Québec solidaire (QS), the left party, gained one more seat but lost 15,000 votes. It still was the second largest party in the share of the vote, 15 percent, but not in seats elected. In the context of a polarized election, this was a missed opportunity.

Why did so many Quebeckers vote for a party that pushed for or are associated with public service cuts, investments in the largest and already massively profitable corporations, the right to pollute and corruption scandals?

A Volatile Situation

The right’s domination hides deep instability. As a third of registered voters did not vote about 65 percent of them supported neither the CAQ nor Éric Duhaime’s Conservatives. The economic instability, with rampant inflation, on top of the COVID disorder, feeds growing frustration and social unrest; many people are losing faith in the status quo and are looking for new solutions. This radicalization benefitted the Conservatives, gaining 470,000 votes compared to 2018.

As the Bank of Canada and other central banks internationally push up interest rates, this adds to people’s woes as it increases mortgage and debt repayments. Higher interest rates and other factors are pushing the world towards a new recession. As life becomes more difficult people will be pushed to consider more radical solutions. Support for radical right and left ideas and methods grows, while the center dries up. Polarization is widespread.

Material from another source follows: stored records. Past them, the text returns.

PR #840, opened 2016-08-19
Make dotnet publish use LogInformation instead of LogTrace

pranavkm:
This would make it have the same LogLevel as dotnet run so we'd have better diagnostics without having to change tests.

### DIFF
--- a/src/Microsoft.AspNetCore.Server.IntegrationTesting/Deployers/ApplicationDeployer.cs
+++ b/src/Microsoft.AspNetCore.Server.IntegrationTesting/Deployers/ApplicationDeployer.cs
@@ -69,7 +69,7 @@ namespace Microsoft.AspNetCore.Server.IntegrationTesting
 
             var hostProcess = new Process() { StartInfo = startInfo };
             hostProcess.ErrorDataReceived += (sender, dataArgs) => { Logger.LogWarning(dataArgs.Data ?? string.Empty); };
-            hostProcess.OutputDataReceived += (sender, dataArgs) => { Logger.LogTrace(dataArgs.Data ?? string.Empty); };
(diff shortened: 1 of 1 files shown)


pranavkm:
cc @Tratcher \ @kichalla 

Most tests set the LogLevel to Information:

* https://github.com/aspnet/MusicStore/blob/dev/test/E2ETests/PublishAndRunTests.cs#L78
* https://github.com/aspnet/Entropy/blob/dev/test/FunctionalTests/TestServices.cs#L39

which means we (a) it looks like the test is hanging while it publishes (b) we don't get detailed publish logs by default.

Tratcher:
We intentionally lowered the level of some of these items to reduce log spam.
- How long does publish take?
- How much output does it generate?

pranavkm:
Here's the output for MusicStore:

```
Publishing MusicStore for .NETCoreApp,Version=v1.0
Project MusicStore (.NETCoreApp,Version=v1.0) was previously compiled. Skipping compilation.
Configuring the following project for use with IIS: 'D:\work\katana\MusicStore\samples\MusicStore\bin\Debug\netcoreapp1.0\publish'
Updating web.config at 'D:\work\katana\MusicStore\samples\MusicStore\bin\Debug\netcoreapp1.0\publish\web.config'
Configuring project completed successfully
publish: Published to D:\work\katana\MusicStore\samples\MusicStore\bin\Debug\netcoreapp1.0\publish
Published 1/1 projects successfully
```

It takes about 2.5 seconds on netcoreapp1.0 and about 1.5 on desktop. Doesn't seem super noisy.

Tratcher:
A 2.5 second pause makes you think it hung?

pranavkm:
In precompilation's case, this tends to be a lot longer (~5-6 seconds). Plus it's not about the pause in itself. The log prints spews from our tools, so it's pretty useful to diagnose in case they run in to issues.

Tratcher:
:shipit:

Issue #1428, opened 2018-05-21
Enable net461 x86 self-host scenarios 


Tratcher:
A continuation of https://github.com/aspnet/Hosting/issues/949. I was able to get most of the x86 scenarios to work, but `dotnet run --no-build --framework net461` used by the selfhost deployer always launches x64, regardless of the bitness of dotnet.exe used. I suspect --no-build is part of the problem but it's required to avoid a different issue regarding nuget restore version mismatches. 

Recommend backlog since we're getting similar coverage for this in the IIS Express tests that publish the app first.

PR #1429, opened 2018-05-21
Enable x86 testing

Tratcher:
#949 I primarily had to use the right bitnes of dotnet.exe everywhere. ~~The only scenario I didn't work out was selfhost net461 without publishing~~ (https://github.com/aspnet/Hosting/issues/1428) - Fixed by publishing.

### DIFF
--- a/src/Microsoft.AspNetCore.Server.IntegrationTesting/Common/DotNetCommands.cs
+++ b/src/Microsoft.AspNetCore.Server.IntegrationTesting/Common/DotNetCommands.cs
@@ -1,0 +1,71 @@
+﻿// Copyright (c) .NET Foundation. All rights reserved.
+// Licensed under the Apache License, Version 2.0. See License.txt in the project root for license information.
+
+using System;
+using System.IO;
+using System.Runtime.InteropServices;
+
+namespace Microsoft.AspNetCore.Server.IntegrationTesting.Common
+{
+    internal static class DotNetCommands
+    {
+        private const string _dotnetFolderName = ".dotnet";
+
+        internal static string DotNetHome { get; } = GetDotNetHome();
+
+        // Compare to https://github.com/aspnet/BuildTools/blob/314c98e4533217a841ff9767bb38e144eb6c93e4/tools/KoreBuild.Console/Commands/CommandContext.cs#L76
+        private static string GetDotNetHome()
+        {
+            var dotnetHome = Environment.GetEnvironmentVariable("DOTNET_HOME");
+            var userProfile = Environment.GetEnvironmentVariable("USERPROFILE");
+            var home = Environment.GetEnvironmentVariable("HOME");
+
+            var result = Path.Combine(Directory.GetCurrentDirectory(), _dotnetFolderName);
+            if (!string.IsNullOrEmpty(dotnetHome))
+            {
+                result = dotnetHome;
+            }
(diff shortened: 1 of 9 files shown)


src/Microsoft.AspNetCore.Server.IntegrationTesting/Common/DotNetCommands.cs
```diff
@@ -0,0 +1,71 @@
...
+            }
+            else if (!string.IsNullOrEmpty(home))
+            {
+                result = home;
+            }
+
+            return result;
+        }
+
+        public static string GetDotNetInstallDir(RuntimeArchitecture arch)
```
pakrym: Does this have to be public?

pakrym:
Looks fine, not a fan how our code is structured but it's not a point of this PR.

src/Microsoft.AspNetCore.Server.IntegrationTesting/Common/DotNetCommands.cs
Tratcher: The whole class could be internal.

src/Microsoft.AspNetCore.Server.IntegrationTesting/Deployers/IISExpressDeployer.cs
```diff
@@ -246,8 +240,14 @@ private string ModifyANCMPathInConfig(string replaceFlag, string dllName, string
...
         {
+            var programFiles = "Program Files";
+            if (DotNetCommands.IsRunningX86OnX64(DeploymentParameters.RuntimeArchitecture))
+            {
+                programFiles = "Program Files (x86)";
+            }
+
             // Get path to program files
-            var iisExpressPath = Path.Combine(Environment.GetEnvironmentVariable("SystemDrive") + "\\", "Program Files", "IIS Express", "iisexpress.exe");
+            var iisExpressPath = Path.Combine(Environment.GetEnvironmentVariable("SystemDrive") + "\\", programFiles, "IIS Express", "iisexpress.exe");
```
pakrym: Can we use environment variable here?

src/Microsoft.AspNetCore.Server.IntegrationTesting/Deployers/IISExpressDeployer.cs
```diff
@@ -297,8 +297,24 @@ public override void Dispose()
             }
         }
 
-        // Transforms the web.config file to include the hostingModel="inprocess" element
-        // and adds the server type = Microsoft.AspNetServer.IIS such that Kestrel isn't added again in ServerTests
+        private void ModifyDotNetExePathInWebConfig()
+        {
+            // We assume the x64 dotnet.exe is on the path so we need to provide an absolute path for x86 scenarios.
```
pakrym: Let's not assume, let's always set the full path to dotnet we think is correct to run.

src/Microsoft.AspNetCore.Server.IntegrationTesting/Deployers/IISExpressDeployer.cs
Tratcher: No, the environment variable changes based on the current process architecture, but we're trying to launch a process with a different arch.

Tratcher:
(offline approval)

PR #1432, opened 2018-05-24
Add try..finally around RunAsync and WaitForTokenShutdownAsync

### LINKED ISSUE #1194: Processus never stops on error at startup
Hello,

With the new Core 2.0 SDK, I'm using the extension method "IWebHost.Run" to start the host in a console application. But when an exception is thrown during startup (wrong url by exemple), the processus never stops even with "Ctrl-C" keys combination.

In the method RunAsync of the Microsoft.AspNetCore.Hosting.WebHostExtensions class, the code line "done.Set();" is never called so in the "AttachCtrlcSigtermShutdown" method, thread waits on the following code line "resetEvent.Wait();".

Is it possible to do a try - finally on "host.RunAsync" with "done.Set();" in the finally block or any other solution to not block the thread execution ?

Thanks in advance

Rutix:
The try..finally ensures that the ManualResetEventSlim which AttachCtrlcSigtermShutdown uses is set even when an exception occurs in these two methods.

Fixes #1194 

I also looked at if I could any tests to test this behavior (besides manually testing it with a repo sample project) and looked at https://github.com/aspnet/Hosting/blob/dev/test/Microsoft.AspNetCore.Hosting.FunctionalTests/ShutdownTests.cs but saw in the code that it was disabled because of #1214 and so I didn't add upon it. If anyone has any idea how to add tests for this behavior I am all ears and will add it to this PR.

### DIFF
--- a/src/Microsoft.AspNetCore.Hosting/WebHostExtensions.cs
+++ b/src/Microsoft.AspNetCore.Hosting/WebHostExtensions.cs
@@ -45,8 +45,14 @@ namespace Microsoft.AspNetCore.Hosting
             {
                 AttachCtrlcSigtermShutdown(cts, done, shutdownMessage: string.Empty);
 
-                await host.WaitForTokenShutdownAsync(cts.Token);
-                done.Set();
+                try
+                {
+                    await host.WaitForTokenShutdownAsync(cts.Token);
+                }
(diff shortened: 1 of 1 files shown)


Tratcher:
Thanks

PR #1434, opened 2018-05-24
Always use .exe extension for desktop targeting projects

pranavkm:


src/Microsoft.AspNetCore.Server.IntegrationTesting/Deployers/SelfHostDeployer.cs
```diff
@@ -82,8 +82,17 @@ protected async Task<(Uri url, CancellationToken hostExitToken)> StartSelfHostAs
                 var executableName = string.Empty;
                 var executableArgs = string.Empty;
                 var workingDirectory = string.Empty;
-                var executableExtension = DeploymentParameters.ApplicationType == ApplicationType.Portable ? ".dll"
-                    : (RuntimeInformation.IsOSPlatform(OSPlatform.Windows) ? ".exe" : "");
+                string executableExtension;
+
+                if (DeploymentParameters.RuntimeFlavor == RuntimeFlavor.Clr ||
```
pranavkm: This lets you publish desktop projects as portable (i.e. without specifying a rid). Right now, we assume desktop projects must be standalone

Tratcher: (offline discussion) We'd rather throw if you try to run net461 as Portable.

Issue #1431, opened 2018-05-23
Allow running IIS Express tests without publishing


Tratcher:
IIS Express functional tests always publish first. Publish is slow and it makes the tests take much longer. While publish is required for some scenarios (Core+Standalone), for others it would be faster to run from the pre-built binaries. This can be done via copying the web.config and re-writing it. Self-host now does in place execution where possible, it's just not dependent on the web.config.

Tratcher:
Metrics:
Self-host test that require publish are 3-10 seconds slower than their non-published counterparts.
IIS Express hello world tests take 8-21 seconds today where publish accounts for 5-11 seconds.

Tratcher:
This is working out nicely. Unpublished tests now take about 3 seconds, and most of that time is spent on the first request:
```
| [2018-05-24T09:31:10] Microsoft.AspNetCore.Server.IntegrationTesting.IISExpressDeployer Information: iisexpress stdout: Request started: "GET" http://localhost:3032/
| [2018-05-24T09:31:13] Microsoft.AspNetCore.Server.IntegrationTesting.IISExpressDeployer Information: iisexpress stdout: Request ended: http://localhost:3032/ with HTTP status 200.0
```
Half of ServerTest's HelloWorld tests can be run without publishing. All of the other ServerTests can be run without publishing.

PR #1435, opened 2018-05-25
Allow running some IIS Express variants without publishing

Tratcher:
#1431 Some test variants don't require publishing, especially the defaults Core+Portable and Net+Standalone for x64.  x86 net461 and .NET Core Standalone still need to publish.
The average IIS Express test has been reduced from 9s to 3s.

I also changed to providing a config file and site name by default. Most tests do not need to define their own config.

Published tests use their own web.config as before, but unpublished tests embed their settings inside the host.config.


Tratcher:
Moving to a feature branch.

PR #1438, opened 2018-05-29
Add TestPortHelper class for tests

HaoK:
Needed for https://github.com/aspnet/IISIntegration/pull/874/files

@Tratcher


src/Microsoft.AspNetCore.Server.IntegrationTesting/Deployers/IISExpressDeployer.cs
```diff
@@ -71,7 +71,7 @@ private async Task<(Uri url, CancellationToken hostExitToken)> StartIISExpressAs
                 var port = uri.Port;
                 if (port == 0)
                 {
-                    port = TestUriHelper.GetNextPort();
+                    port = TestPortHelper.GetNextPort();
```
Tratcher: Call the other API if the uri scheme is https.

PR #1448, opened 2018-06-06
Move AddCommandLine down in StartupFullControl

guardrex:
@Tratcher Looks like this is the only one over here that doesn't match ...

1. env vars
2. settings file
3. command line


Tratcher:
Can you rebase on dev? I tried moving the PR but it pulled in other changes.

The CAQ and the Conservatives are currently benefiting from the radicalization because they focus on popular ideas within Quebec, particularly pushing nationalistic identity. The two parties are also good at putting forward simplistic slogans, which seem to offer solutions.

A key factor in the rise of the populist right, in Québec and internationally is the failure of the mainstream left. The PQ was once seen as a left sovereigntist party, with social democratic influences. In 1983 it applied to join the Socialist International (not a real socialist international like ISA) but was blocked by the NDP. Over the years, like many social democratic parties, it moved to embrace austerity and neoliberalism. As it moved to the right, it increasingly adopted nationalist and xenophobic policies, to hide its nakedness.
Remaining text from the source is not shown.